Pick out the lines below that contain the string "skip" and copy them all.

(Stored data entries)

★ ★ ★ ★

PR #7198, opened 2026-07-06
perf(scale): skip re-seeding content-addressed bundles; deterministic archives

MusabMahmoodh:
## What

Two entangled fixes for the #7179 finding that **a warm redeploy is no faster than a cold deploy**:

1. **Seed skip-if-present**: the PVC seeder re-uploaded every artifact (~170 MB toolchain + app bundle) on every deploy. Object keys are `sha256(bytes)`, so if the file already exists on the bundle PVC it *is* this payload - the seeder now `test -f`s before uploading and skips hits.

★ ★ ★ ★

→ **Exercise response**:
perf(scale): skip re-seeding content-addressed bundles; deterministic archives
1. **Seed skip-if-present**: the PVC seeder re-uploaded every artifact (~170 MB toolchain + app bundle) on every deploy. Object keys are `sha256(bytes)`, so if the file already exists on the bundle PVC it *is* this payload - the seeder now `test -f`s before uploading and skips hits.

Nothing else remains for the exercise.